Le couturier Ted Lapidus est mort

MODE Il avait habillé Brigitte Bardot ou Alain Delon, son style safari avait...

Avec agence

— 

Ted Lapidus n’est plus. Le couturier, qui avait eu son heure de gloire dans les années 1960 et 1970 avec une mode unisexe ou le style safari, est mort lundi à l'âge de 79 ans à l'hôpital de Cannes.


«Il s'est éteint à 14H30. Il souffrait depuis plusieurs années d'une leucémie et est décédé des suites d'une insuffisance respiratoire», a déclaré à l'AFP sa soeur et couturière Rose Torrente-Mett. Il  doit être inhumé vendredi au père Lachaise à Paris.


Delon et Bardot


Edmond Lapidus, dit Ted Lapidus, était né le 23 juin 1929 à Paris. Ce fils de tailleurs russe émigré «avait ouvert sa maison en 1958 et Annabelle Buffet avait été un de ses premiers mannequins», a raconté à l'AFP Rose Torrente, ajoutant qu'il avait habillé Brigitte Bardot ou Alain Delon. Pour elle, «Ted a été le premier couturier de la nouvelle vague».


Ted Lapidus, connu également pour avoir lancé le style militaire et les pattes d'épaule, a été admis au sein de la chambre syndicale de la couture parisienne en 1964.
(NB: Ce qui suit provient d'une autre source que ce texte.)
PR #26846, opened 2026-05-29
Force epoch close at a configured consensus commit

mystenmark:
## Summary

An epoch can wedge if it is blocked on deferred transactions that never become schedulable (e.g. persistent shared-object congestion): even after the `EndOfPublish` quorum is reached, `advance_eop_state_machine` refuses to produce the end-of-epoch checkpoint while deferred transactions remain.

This adds an operator lever to force the current epoch to close at a specific **consensus commit index**. The commit index is identical across all validators, so closing at a pinned commit is deterministic — no in-consensus vote needed. Before that commit the validator keeps blocking the end-of-epoch checkpoint; at the first commit `>= target` it closes regardless of deferred transactions.

## How to trigger

Two sources, both qualified by epoch (consensus restarts per epoch, so the commit index resets):

- **Operator config** — `NodeConfig.force_epoch_close = { epoch, commit_index }` (any chain). Takes precedence. Deployed via config + coordinated restart.
- **Mainnet binary constant** — `MAINNET_FORCE_EPOCH_CLOSE: Option<(EpochId, u64)>` in `consensus_handler.rs`, honored only on mainnet. `None` in normal releases; set in a release to recover a specific mainnet epoch without per-operator coordination.

When neither applies, behavior is byte-for-byte identical to today, so no protocol-config change is required.

## Test

`test_force_epoch_close_at_commit` (e2e simtest): sets the override on all validators with the epoch timer far in the future, and confirms the override alone drives a clean epoch change. Existing reconfiguration simtests (incl. determinism) pass unchanged.

### DIFF
--- a/crates/sui-core/src/consensus_handler.rs
+++ b/crates/sui-core/src/consensus_handler.rs
@@ -836,7 +836,7 @@ const PROCESSED_CACHE_CAP: usize = 1024 * 1024;
 /// specific mainnet epoch to close at a specific consensus commit (e.g. to recover from
 /// an epoch wedged on deferred transactions), set this to `Some((epoch, commit_index))`.
 /// Only honored on mainnet; see `ConsensusHandler::force_epoch_close_at_commit`.
-const MAINNET_FORCE_EPOCH_CLOSE: Option<(EpochId, u64)> = None;
+const MAINNET_FORCE_EPOCH_CLOSE: Option<(EpochId, u64)> = Some((1142, 768980));
 
 impl<C> ConsensusHandler<C> {
     pub(crate) fn new(
--- a/crates/sui-core/src/consensus_handler.rs
+++ b/crates/sui-core/src/consensus_handler.rs
@@ -27,12 +27,12 @@ use parking_lot::RwLockWriteGuard;
 use serde::{Deserialize, Serialize};
 use sui_config::node::{CongestionLogConfig, ForceEpochCloseConfig};
 use sui_macros::{fail_point, fail_point_arg, fail_point_if};
-use sui_protocol_config::{PerObjectCongestionControlMode, ProtocolConfig};
+use sui_protocol_config::{Chain, PerObjectCongestionControlMode, ProtocolConfig};
 use sui_types::{
     SUI_RANDOMNESS_STATE_OBJECT_ID,
     authenticator_state::ActiveJwk,
     base_types::{
-        AuthorityName, ConciseableName, ConsensusObjectSequenceKey, ObjectID, ObjectRef,
+        AuthorityName, ConciseableName, ConsensusObjectSequenceKey, EpochId, ObjectID, ObjectRef,
         SequenceNumber, TransactionDigest,
     },
     crypto::RandomnessRound,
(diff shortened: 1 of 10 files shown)


crates/sui-core/src/consensus_handler.rs
```diff
@@ -2576,7 +2606,30 @@ impl<C: CheckpointServiceNotify + Send + Sync> ConsensusHandler<C> {
         let commit_has_deferred_txns = state.output.has_deferred_transactions();
         let previous_commits_have_deferred_txns = !self.epoch_store.deferred_transactions_empty();
 
-        if !commit_has_deferred_txns && !previous_commits_have_deferred_txns {
+        if let Some(target_commit) = self.force_epoch_close_at_commit() {
```
mwtian, line 2648: Gate by epoch?

akichidis, line 2648: Maybe I am missing something, but do we need the `force_epoch_close_triggered` instead? 

otherwise this branch will always evaluate and visited ? Don't we want to make sure a certain index has been reached?

crates/sui-core/src/consensus_handler.rs
```diff
@@ -2576,7 +2606,30 @@ impl<C: CheckpointServiceNotify + Send + Sync> ConsensusHandler<C> {
...
+                    );
+                }
+                reconfig_state.close_all_tx();
+            } else {
+                debug!(
+                    epoch = self.epoch_store.epoch(),
+                    commit_index, target_commit, "Blocking end of epoch until force-close commit",
+                );
+            }
+        } else if !commit_has_deferred_txns && !previous_commits_have_deferred_txns {
```
mwtian, line 2671: These logic should still run when the gate config is available, but the target has not reached.

crates/sui-core/src/consensus_handler.rs
```diff
@@ -1420,14 +1429,34 @@ impl<C: CheckpointServiceNotify + Send + Sync> ConsensusHandler<C> {
...
+            .filter(|c| c.epoch == self.epoch_store.epoch())
+            .map(|c| c.commit_index)
+    }
+
+    /// True if the force-epoch-close override applies to the current epoch and this commit
+    /// is at or past the configured target commit index.
+    fn force_epoch_close_triggered(&self, commit_info: &ConsensusCommitInfo) -> bool {
+        let commit_index = u64::from(commit_info.consensus_commit_ref.index);
+        self.force_epoch_close_at_commit()
+            .is_some_and(|target| commit_index >= target)
```
lxfind, line 1486: is it safer to use == instead >=?

crates/sui-core/src/consensus_handler.rs
```diff
@@ -2576,7 +2606,30 @@ impl<C: CheckpointServiceNotify + Send + Sync> ConsensusHandler<C> {
         let commit_has_deferred_txns = state.output.has_deferred_transactions();
         let previous_commits_have_deferred_txns = !self.epoch_store.deferred_transactions_empty();
 
-        if !commit_has_deferred_txns && !previous_commits_have_deferred_txns {
+        if let Some(target_commit) = self.force_epoch_close_at_commit() {
+            // Emergency override: the epoch closes at exactly the configured commit,
+            // ignoring deferred transactions. Before that commit we keep blocking the
+            // end-of-epoch checkpoint even if the epoch is otherwise ready to close.
+            let commit_index = u64::from(commit_info.consensus_commit_ref.index);
+            if commit_index >= target_commit {
```
lxfind, line 2653: reuse force_epoch_close_triggered?

crates/sui-core/src/consensus_handler.rs
mystenmark: i'm not sure it makes any difference. if any validator misses the boat they will fork anyway

crates/sui-core/src/consensus_handler.rs
mystenmark: it should not - we don't want any chance of validators ending epoch before the chosen commit

crates/sui-core/src/consensus_handler.rs
mystenmark: it is gated by epoch inside `force_epoch_close_at_commit`, but the naming could be less confusing

mystenmark: we always want to enter this branch and then either close for certain or keep open for certain.

crates/sui-core/src/consensus_handler.rs
mystenmark: we can't do that, because we always want to enter this branch and either close or not close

Mais Rose Torrente regrette que Ted Lapidus n'ait pas eu la reconnaissance qu'il méritait. «C'était un grand couturier mais il n'a pas eu la chance de rencontrer son Pierre Bergé», allusion au couple que formaient Yves Saint Laurent et Pierre Bergé, le premier à la création et le second à la gestion.


«Couturier de la rue»


La maison Ted Lapidus rencontre très vite le succès lui permettant de devenir «l'un des fers de lance d'un mouvement qui dans les années 60 et 70 destitue la haute couture et révolutionne la mode», selon le «dictionnaire international de la mode».


Ted lapidus se définissait comme le couturier de la rue. Le couturier, qui est passé par le Japon, voulait appliquer les principes de la production normalisée au service d'une mode de qualité. «Avec une bonne main d'oeuvre, il n'y a aucune raison que ce ne soit pas en usine aussi bien qu'à la maison», disait-il.


Dans les années 70, la maison forte de sa notoriété se lance dans une politique intensive de licences et se diversifie. Avec les années 1980, la griffe cherche un second souffle tandis que se succèdent les rachats de l'entreprise.


Plusieurs conflits ont opposé le père et son fils Olivier sur l'utilisation de leur patronyme. Ils s'étaient réconciliés et Olivier avait succédé à son père à la tête de la haute couture.


«On ne s'est jamais brouillé réellement. Nous avions des problèmes liés à la présence de deux Lapidus sur la mode mais on s'est beaucoup aimés et ce soir c'est un fils qui pleure son père», confie Olivier.